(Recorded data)
######
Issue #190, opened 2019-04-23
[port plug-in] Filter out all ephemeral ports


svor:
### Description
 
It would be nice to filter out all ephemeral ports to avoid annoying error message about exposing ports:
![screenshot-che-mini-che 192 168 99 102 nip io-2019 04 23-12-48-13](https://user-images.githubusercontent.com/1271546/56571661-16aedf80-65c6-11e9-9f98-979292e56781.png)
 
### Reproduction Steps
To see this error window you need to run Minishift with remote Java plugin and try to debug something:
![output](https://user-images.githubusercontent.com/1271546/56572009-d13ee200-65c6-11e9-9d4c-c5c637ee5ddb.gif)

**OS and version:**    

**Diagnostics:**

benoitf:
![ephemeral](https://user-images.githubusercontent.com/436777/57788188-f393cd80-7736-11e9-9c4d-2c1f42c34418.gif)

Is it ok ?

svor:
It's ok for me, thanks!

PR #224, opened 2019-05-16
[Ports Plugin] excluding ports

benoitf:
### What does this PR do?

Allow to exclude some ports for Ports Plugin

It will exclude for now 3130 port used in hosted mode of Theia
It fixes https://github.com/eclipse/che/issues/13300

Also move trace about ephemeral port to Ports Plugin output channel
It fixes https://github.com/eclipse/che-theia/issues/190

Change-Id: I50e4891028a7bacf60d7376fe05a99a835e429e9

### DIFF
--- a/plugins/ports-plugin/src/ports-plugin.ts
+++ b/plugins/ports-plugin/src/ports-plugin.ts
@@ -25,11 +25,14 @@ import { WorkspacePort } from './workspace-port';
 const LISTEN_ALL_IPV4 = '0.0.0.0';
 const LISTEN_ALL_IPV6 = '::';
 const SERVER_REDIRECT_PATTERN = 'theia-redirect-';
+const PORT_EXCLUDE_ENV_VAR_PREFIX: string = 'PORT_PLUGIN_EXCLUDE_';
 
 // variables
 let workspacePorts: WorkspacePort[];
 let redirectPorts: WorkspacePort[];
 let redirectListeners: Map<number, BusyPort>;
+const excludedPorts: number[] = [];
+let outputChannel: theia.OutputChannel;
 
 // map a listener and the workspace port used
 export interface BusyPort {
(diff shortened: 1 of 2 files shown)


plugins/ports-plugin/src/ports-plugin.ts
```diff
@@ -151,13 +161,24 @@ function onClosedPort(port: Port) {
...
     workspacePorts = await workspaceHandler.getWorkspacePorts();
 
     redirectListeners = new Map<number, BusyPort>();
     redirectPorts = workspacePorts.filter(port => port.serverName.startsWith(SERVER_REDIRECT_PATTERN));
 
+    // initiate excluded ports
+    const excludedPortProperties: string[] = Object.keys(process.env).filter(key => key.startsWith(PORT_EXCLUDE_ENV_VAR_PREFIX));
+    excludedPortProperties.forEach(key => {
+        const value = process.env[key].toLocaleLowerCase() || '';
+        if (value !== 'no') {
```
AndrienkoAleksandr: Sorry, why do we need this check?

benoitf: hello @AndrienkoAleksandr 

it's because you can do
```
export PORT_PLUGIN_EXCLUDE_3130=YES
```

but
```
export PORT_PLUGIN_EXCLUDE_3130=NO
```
######
Task statement:
Number of lines in the records above holding the word "AndrienkoAleksandr": state it and nothing else.

Solution:
2